- Data for analysis -
*** Block opens ***

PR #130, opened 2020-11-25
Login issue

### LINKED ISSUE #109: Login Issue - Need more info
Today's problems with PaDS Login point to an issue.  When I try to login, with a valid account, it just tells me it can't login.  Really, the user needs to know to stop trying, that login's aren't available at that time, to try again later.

*** Block closes ***
*** Block opens ***

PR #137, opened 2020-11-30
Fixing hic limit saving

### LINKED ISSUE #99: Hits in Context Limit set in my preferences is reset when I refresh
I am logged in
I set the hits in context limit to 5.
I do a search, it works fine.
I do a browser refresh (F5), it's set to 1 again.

*** Block closes ***

- Instructions for the task -
Beginning with the line holding "PR #137, opened 2020-11-30" and ending with the line holding "I do a browser", write out the stretch of material above exactly; add no further lines.

- Exercise response -
PR #137, opened 2020-11-30
Fixing hic limit saving

### LINKED ISSUE #99: Hits in Context Limit set in my preferences is reset when I refresh
I am logged in
I set the hits in context limit to 5.
I do a search, it works fine.
I do a browser refresh (F5), it's set to 1 again.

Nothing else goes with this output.